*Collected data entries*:
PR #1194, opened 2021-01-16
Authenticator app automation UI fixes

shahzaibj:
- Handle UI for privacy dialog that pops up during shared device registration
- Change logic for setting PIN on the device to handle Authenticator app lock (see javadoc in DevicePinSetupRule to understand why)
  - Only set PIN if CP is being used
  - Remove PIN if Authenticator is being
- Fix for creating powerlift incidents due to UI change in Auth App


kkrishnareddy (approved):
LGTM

==

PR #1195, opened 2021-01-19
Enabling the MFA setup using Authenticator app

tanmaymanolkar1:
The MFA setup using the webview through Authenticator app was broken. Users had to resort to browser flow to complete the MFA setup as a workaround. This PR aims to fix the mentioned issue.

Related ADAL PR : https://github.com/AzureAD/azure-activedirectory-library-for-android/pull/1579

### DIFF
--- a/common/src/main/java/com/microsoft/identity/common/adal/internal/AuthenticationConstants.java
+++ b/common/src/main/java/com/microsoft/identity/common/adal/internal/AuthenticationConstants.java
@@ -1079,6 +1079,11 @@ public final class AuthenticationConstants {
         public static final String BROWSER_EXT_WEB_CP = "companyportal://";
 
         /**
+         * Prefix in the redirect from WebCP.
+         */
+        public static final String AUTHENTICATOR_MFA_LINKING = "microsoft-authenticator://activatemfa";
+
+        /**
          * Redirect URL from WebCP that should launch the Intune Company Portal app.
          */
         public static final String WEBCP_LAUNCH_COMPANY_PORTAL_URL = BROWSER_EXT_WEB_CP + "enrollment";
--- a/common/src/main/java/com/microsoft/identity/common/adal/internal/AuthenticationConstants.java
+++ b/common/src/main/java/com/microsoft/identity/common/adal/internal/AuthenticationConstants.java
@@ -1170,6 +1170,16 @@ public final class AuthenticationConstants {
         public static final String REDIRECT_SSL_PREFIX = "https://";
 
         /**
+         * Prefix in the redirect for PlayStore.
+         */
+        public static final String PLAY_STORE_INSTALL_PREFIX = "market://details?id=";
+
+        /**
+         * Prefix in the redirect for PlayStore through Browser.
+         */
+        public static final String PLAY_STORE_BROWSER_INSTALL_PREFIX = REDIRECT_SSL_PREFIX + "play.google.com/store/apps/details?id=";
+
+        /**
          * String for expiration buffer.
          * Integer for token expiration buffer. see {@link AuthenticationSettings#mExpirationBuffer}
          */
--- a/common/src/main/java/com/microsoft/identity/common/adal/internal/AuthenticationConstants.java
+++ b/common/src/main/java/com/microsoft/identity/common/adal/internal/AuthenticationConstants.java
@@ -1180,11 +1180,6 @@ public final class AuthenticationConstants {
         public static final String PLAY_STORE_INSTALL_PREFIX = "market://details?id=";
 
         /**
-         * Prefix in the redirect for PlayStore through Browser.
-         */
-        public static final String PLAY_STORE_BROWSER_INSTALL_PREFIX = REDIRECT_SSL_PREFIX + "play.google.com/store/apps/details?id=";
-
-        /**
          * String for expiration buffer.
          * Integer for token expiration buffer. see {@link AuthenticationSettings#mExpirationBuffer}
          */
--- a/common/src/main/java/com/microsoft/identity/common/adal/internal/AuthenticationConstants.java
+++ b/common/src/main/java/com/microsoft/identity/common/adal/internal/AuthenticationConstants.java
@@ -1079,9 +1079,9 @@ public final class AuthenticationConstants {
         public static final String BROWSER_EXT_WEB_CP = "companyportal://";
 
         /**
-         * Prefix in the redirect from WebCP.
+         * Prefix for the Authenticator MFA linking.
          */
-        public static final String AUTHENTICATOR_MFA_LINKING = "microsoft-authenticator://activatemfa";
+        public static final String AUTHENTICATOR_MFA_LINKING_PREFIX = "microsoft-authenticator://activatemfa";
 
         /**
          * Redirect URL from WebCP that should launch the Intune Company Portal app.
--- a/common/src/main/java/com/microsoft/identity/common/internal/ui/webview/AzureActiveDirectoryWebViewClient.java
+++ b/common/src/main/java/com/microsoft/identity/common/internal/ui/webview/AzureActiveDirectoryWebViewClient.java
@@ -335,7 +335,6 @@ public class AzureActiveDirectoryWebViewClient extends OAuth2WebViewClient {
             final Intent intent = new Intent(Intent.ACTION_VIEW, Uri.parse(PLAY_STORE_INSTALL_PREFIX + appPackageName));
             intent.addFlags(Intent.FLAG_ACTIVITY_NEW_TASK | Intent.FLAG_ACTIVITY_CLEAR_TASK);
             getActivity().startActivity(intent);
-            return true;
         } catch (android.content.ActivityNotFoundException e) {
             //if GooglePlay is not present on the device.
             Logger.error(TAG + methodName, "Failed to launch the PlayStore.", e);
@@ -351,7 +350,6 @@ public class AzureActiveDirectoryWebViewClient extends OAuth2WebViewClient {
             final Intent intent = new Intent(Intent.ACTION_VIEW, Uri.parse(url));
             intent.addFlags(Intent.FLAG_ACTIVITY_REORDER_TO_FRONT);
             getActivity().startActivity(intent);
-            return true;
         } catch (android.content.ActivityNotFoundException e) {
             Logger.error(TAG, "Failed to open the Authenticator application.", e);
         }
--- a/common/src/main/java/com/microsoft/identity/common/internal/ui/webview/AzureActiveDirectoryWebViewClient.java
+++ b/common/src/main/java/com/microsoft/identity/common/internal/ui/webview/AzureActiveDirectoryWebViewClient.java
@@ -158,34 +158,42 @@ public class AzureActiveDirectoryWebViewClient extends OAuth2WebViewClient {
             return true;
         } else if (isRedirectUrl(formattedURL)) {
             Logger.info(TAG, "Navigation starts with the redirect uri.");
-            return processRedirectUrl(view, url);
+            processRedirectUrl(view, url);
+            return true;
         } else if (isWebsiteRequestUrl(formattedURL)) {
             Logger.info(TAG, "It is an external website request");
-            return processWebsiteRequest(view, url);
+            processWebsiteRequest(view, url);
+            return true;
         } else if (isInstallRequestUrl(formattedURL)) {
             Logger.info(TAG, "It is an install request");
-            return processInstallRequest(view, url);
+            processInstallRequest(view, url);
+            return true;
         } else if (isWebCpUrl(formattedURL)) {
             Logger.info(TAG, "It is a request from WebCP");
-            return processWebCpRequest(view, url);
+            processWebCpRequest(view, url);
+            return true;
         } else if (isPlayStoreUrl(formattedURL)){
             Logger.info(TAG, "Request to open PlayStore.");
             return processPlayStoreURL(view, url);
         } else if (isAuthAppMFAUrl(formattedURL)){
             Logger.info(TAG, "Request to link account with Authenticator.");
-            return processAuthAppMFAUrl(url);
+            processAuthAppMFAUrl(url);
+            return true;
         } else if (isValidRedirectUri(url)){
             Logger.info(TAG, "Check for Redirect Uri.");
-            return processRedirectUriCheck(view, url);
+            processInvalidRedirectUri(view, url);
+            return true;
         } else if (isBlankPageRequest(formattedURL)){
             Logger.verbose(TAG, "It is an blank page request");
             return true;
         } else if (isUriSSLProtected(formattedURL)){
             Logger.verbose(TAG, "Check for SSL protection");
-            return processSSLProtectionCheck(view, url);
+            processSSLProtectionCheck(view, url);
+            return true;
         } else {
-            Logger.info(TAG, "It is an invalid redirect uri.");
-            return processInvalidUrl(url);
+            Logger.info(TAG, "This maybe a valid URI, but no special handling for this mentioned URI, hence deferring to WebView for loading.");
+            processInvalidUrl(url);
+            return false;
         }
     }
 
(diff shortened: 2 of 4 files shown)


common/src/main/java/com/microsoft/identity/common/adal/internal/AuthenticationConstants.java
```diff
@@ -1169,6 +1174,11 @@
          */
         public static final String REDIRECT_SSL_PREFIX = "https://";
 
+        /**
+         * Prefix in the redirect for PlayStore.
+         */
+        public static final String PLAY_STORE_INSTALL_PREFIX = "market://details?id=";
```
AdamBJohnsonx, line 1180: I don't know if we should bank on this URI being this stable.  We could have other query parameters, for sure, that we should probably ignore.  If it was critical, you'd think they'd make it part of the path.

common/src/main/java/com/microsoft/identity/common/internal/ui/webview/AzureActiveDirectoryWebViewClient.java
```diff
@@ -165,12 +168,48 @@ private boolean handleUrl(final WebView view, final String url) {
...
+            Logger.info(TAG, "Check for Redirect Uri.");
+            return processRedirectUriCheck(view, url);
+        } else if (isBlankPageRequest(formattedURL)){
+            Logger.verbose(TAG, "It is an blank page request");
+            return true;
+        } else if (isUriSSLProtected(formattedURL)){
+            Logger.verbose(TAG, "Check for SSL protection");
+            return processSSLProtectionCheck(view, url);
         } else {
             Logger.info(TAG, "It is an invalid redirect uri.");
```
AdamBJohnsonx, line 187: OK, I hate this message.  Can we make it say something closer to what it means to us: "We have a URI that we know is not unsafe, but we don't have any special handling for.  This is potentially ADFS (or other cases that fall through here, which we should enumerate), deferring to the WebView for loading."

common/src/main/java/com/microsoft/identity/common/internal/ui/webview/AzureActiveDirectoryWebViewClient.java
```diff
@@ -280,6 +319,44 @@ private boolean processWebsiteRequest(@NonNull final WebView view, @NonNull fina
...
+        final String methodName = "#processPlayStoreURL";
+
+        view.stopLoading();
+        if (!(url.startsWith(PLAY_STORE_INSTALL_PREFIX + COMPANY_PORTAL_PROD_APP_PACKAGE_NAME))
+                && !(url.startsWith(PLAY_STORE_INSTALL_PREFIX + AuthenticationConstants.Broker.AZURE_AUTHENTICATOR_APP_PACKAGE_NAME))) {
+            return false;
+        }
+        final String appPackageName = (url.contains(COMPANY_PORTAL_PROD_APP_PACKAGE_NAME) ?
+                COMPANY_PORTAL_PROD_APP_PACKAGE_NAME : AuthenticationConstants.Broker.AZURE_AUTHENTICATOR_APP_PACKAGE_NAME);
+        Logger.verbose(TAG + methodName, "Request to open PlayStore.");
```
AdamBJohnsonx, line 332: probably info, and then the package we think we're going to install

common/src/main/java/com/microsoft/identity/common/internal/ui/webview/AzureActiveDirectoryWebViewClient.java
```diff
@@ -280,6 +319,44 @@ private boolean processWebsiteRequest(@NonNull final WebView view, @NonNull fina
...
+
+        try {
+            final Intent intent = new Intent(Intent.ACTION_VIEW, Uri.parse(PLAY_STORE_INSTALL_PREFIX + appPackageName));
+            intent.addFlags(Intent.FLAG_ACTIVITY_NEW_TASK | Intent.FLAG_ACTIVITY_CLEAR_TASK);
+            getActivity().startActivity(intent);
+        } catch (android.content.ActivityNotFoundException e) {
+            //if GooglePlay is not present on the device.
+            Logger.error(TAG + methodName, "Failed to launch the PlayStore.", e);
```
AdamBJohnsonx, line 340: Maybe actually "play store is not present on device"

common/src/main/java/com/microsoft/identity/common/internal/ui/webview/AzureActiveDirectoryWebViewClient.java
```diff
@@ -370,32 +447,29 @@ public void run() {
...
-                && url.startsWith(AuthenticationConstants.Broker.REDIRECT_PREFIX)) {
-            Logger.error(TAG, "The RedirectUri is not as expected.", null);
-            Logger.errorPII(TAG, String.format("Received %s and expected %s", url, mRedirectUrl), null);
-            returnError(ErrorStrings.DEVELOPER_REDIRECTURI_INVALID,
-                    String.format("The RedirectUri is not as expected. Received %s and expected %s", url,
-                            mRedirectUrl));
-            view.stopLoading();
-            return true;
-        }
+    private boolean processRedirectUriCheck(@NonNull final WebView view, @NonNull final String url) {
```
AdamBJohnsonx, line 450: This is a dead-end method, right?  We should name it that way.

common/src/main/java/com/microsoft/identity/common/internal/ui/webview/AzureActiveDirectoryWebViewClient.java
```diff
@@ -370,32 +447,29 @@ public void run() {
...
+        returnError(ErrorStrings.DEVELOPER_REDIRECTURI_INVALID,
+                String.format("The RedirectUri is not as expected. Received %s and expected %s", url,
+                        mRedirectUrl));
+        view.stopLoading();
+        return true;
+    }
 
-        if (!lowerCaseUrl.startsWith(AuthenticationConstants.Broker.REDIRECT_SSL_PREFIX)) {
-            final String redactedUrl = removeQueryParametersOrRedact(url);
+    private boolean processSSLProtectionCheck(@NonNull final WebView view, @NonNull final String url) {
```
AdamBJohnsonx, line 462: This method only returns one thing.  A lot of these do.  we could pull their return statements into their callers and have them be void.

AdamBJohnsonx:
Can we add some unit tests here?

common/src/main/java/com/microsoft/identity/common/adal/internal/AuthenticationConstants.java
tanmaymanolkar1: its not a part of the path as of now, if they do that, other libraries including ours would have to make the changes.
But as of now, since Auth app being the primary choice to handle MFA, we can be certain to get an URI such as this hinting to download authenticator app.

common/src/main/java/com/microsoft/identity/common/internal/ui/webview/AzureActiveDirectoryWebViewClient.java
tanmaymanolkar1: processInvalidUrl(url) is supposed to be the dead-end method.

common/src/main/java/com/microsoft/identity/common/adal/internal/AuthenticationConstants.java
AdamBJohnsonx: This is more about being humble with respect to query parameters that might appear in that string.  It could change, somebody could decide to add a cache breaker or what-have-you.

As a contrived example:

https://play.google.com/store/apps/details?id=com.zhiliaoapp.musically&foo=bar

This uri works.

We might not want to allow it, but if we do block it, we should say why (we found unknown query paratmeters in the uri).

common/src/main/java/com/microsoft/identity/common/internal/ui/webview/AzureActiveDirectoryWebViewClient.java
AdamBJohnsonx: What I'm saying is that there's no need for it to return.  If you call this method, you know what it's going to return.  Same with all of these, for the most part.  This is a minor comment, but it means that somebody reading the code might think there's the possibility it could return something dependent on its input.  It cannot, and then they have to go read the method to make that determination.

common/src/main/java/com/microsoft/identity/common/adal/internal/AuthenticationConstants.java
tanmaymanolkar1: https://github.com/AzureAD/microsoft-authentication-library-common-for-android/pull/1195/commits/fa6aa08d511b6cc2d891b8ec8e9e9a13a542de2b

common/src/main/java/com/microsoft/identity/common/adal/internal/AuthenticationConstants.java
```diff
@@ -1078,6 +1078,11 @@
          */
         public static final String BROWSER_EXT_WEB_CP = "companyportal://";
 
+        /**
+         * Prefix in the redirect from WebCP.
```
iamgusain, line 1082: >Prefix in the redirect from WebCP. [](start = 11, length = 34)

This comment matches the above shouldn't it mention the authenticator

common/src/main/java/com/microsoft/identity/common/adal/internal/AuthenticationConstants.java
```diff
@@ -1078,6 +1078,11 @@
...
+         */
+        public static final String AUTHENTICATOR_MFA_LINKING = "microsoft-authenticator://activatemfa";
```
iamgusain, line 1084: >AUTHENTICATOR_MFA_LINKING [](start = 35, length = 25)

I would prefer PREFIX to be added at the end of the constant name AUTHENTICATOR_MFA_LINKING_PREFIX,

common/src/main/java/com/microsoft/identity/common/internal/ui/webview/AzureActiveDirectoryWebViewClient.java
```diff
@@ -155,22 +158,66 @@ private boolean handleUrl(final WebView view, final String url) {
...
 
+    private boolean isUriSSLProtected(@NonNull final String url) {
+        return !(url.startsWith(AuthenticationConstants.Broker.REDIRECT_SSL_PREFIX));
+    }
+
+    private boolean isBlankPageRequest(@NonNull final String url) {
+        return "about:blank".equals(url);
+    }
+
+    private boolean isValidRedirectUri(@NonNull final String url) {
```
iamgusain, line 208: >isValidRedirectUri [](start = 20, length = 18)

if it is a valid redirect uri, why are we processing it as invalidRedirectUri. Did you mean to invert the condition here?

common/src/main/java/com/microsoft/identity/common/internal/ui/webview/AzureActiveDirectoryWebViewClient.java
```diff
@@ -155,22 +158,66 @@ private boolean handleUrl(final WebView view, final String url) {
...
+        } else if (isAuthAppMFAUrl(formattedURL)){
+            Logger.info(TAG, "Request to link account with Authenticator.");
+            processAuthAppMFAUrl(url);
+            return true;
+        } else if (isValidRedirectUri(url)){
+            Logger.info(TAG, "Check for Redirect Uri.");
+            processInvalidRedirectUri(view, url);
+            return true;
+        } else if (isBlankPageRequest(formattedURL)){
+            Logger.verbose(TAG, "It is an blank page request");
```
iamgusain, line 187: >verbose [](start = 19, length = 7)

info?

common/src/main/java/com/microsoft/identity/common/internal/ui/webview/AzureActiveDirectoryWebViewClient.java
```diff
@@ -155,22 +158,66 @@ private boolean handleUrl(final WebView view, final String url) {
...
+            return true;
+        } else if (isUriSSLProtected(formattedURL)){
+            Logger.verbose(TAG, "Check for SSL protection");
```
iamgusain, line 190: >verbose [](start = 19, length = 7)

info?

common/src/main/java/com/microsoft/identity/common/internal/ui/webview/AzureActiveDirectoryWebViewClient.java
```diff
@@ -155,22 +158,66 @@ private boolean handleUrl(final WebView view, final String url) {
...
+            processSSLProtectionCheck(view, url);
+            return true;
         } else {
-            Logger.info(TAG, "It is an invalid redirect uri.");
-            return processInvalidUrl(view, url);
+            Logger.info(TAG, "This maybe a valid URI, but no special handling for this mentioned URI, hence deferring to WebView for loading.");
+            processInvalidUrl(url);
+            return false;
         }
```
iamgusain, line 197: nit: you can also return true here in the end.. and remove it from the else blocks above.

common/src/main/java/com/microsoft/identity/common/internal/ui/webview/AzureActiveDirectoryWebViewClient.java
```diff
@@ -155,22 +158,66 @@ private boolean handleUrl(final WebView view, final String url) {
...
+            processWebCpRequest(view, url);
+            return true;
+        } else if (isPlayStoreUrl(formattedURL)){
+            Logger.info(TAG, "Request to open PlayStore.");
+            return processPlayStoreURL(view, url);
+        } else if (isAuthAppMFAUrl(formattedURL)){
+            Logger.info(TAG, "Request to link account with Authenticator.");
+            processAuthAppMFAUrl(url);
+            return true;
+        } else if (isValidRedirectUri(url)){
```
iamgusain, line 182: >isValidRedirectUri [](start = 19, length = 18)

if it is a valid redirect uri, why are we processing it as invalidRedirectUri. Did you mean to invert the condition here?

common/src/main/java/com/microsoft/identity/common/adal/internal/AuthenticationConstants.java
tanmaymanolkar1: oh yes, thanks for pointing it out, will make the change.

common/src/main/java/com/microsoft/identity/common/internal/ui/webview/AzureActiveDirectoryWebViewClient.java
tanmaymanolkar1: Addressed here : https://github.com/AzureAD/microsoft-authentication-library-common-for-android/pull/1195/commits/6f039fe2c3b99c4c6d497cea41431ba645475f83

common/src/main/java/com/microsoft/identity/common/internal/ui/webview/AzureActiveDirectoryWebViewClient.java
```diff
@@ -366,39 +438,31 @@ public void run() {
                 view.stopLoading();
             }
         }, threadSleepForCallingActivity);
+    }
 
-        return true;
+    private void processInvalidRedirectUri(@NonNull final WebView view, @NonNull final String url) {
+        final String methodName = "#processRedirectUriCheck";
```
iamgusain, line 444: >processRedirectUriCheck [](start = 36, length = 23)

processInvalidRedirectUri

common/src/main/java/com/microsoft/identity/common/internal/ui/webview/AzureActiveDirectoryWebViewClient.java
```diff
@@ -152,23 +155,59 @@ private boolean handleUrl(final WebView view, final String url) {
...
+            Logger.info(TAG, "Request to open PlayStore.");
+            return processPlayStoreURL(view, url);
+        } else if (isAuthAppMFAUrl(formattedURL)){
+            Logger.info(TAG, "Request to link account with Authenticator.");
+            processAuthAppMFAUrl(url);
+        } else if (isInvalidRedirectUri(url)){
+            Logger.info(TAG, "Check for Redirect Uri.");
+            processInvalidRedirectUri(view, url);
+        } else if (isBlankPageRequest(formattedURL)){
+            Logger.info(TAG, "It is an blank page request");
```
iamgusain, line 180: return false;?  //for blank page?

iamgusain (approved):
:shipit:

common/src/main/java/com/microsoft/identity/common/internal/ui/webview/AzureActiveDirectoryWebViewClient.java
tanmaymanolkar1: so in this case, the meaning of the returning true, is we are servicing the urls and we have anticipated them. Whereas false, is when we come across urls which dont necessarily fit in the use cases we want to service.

*Assignment*:
Report only how many lines above include "isPlayStoreUrl".

*Output of the task*:
2